Composition algorithm: Define \operatorname{compose}(G, C) for a graph G and a set of topologically valid subsets C = \{c_1, c_2, \ldots, c_n\} for it as follows:
- If G = \varnothing, return \{\varnothing\}, the only valid guide for G.
- Otherwise, find a non-empty topological s such that \{\varnothing, s, c_i \cup s, G\} \gtrsim \{\varnothing, c_i, G\} for all i, which by the supreme subset theorem always exists. Let C' = \{c_1 \setminus s, c_2 \setminus s, \ldots, c_n \setminus s\}. Let L' = \operatorname{compose}(G \setminus s, C'). Return L = \{\varnothing\} \cup \{\forall x \in L' : x \cup s\}.

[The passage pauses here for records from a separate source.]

PR #4656, opened 2016-02-27
Query: Relational: GroupJoin/GroupBy compiler fixes and refactorings:

anpete:
- Include now works with GroupJoin/GroupBy
- Tracking now works with GroupJoin/GroupBy
- Materializer factories are now strongly typed.
- Corrected some project default namespaces.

Composition theorem: Given C = \{c_1, c_2, \ldots, c_n\} of topological subsets of a graph G, \operatorname{compose}(G, C) \gtrsim \{\varnothing, c_i, G\} for all i = 1 \ldots n. In other words, \operatorname{diag}_{\operatorname{compose}(G, C)}(\operatorname{size}(c_i)) \geq \operatorname{fee}(c_i) for all i.
- Proof: we know by induction that L' \gtrsim \{\varnothing, c_i \setminus s, G \setminus s\} for all i. From the common subset theorem it follows that L \gtrsim \{\varnothing, s, c_i \cup s, G\}. Because of the properties of s we know that \{\varnothing, s, c_i \cup s, G\} \gtrsim \{\varnothing, c_i, G\}. Together it follows that L \gtrsim \{\varnothing, c_i, G\}.
- Merging of two guides L_1 and L_2 is now effectively applying composition to C = L_1 \cup L_2, with a specialized \mathcal{O}(n) complexity s-finding algorithm.
- LIMO can be seen as a variant of composition, with C = L \cup \{S_1, S_2, \ldots\}, but where the recursion doesn’t operate on exactly C', but the S_i get replaced with (hopefully better) subsets every iteration.